Enquadrar não é só definir uma borda geométrica para uma imagem ou espaço, é também delinear uma mediação entre dentro e fora da ação, profundidade e epiderme da poética. Seja na pintura, no teatro, na dança, na fotografia ou no cinema, os enquadramentos mobilizam recursos de linguagem que incluem, mas não se limitam às bordas materiais da moldura, do frame e do proscênio. O quadro é a fronteira da cena, mas é também um indício de que existe um espaço interior à linguagem artística. As experiências modernas e contemporâneas procuraram de toda forma analisar seu funcionamento e alternadamente enfatizá-lo, negá-lo e reformatá-lo. Nesta exposição, contamos com a habilidade das artistas convidadas em assimilar parte da história do enquadramento e, ao mesmo tempo, explorar aparentes contradições ou fissuras em seu funcionamento.
Seus caminhos e linguagens são singulares, mas é possível aproximá-las pelas relações com aspectos estruturais do quadro. Ana Mazzei e Renata de Bonis abordam situações limítrofes entre o dentro e o fora da representação na história da pintura ocidental, traduzindo-as em dispositivos espaciais que abarcam o corpo do espectador. Claudia Briza e Marcia Beatriz Granero aproveitam-se da eficiência da linguagem cinematográfica em definir um campo narrativo verossímil para criar curtos-circuitos entre fato e ficção, pessoa e personagem. Já Patrícia Araujo e Manuela Eichner respondem às experiências do espaço urbano, imagético e/ou expositivo como quadros que editam seus corpos, reagindo com intervenções que extrapolam a unidade da imagem enquadrada.

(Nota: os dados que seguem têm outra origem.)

Issue #132, opened 2017-07-31
[$20] - Challenge Listings: Minor styling bugs at the XXS (<320px) sreen size


birdofpreyru:
![screenshot](https://user-images.githubusercontent.com/20144632/28779986-70106fd8-7605-11e7-96c2-7a8339ecea9b.png)

![screenshot](https://user-images.githubusercontent.com/20144632/28780019-94eb974c-7605-11e7-9952-f8c2ec6e9e39.png)

elfman:
can you assign me this?

birdofpreyru:
@elfman Consider yourself assigned. I have just noticed that I don't have enough rights in the repo to add contributors, and without it, I cannot technically assign people who are not contributors. Once my rights corrected, I'll fix it.

elfman:
@birdofpreyru what is the min screen size this page should compatible with?

birdofpreyru:
@elfman 0px :-D
Well, we are fine if staff just does not fit into the screen cause there is not enough space. But, in the screenshots above, my problem is that `Tracks` and `Filters` loose background and hover over other elements, rather than just occupy additional row. And in the filters panel, everythings just is not aligned properly to occupy available width.

elfman:
I have raised a pr, but I can't change the issue's label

A elas, juntam-se as contribuições de Clarice Lima, Dalila Camargo Martins e Carolina Bianchi, abertas ao público e detalhadas no folder da exposição. Seja nas linguagens abordadas em suas oficinas e performances, seja nas obras que ocupam as salas expositivas, a alusão aos quadros não devem necessariamente ser associada a aprisionamentos, afinal, como disse Louise Bourgeois em 2004: “O espaço é algo que você precisa definir. Senão, é como a ansiedade, demasiadamente vago”.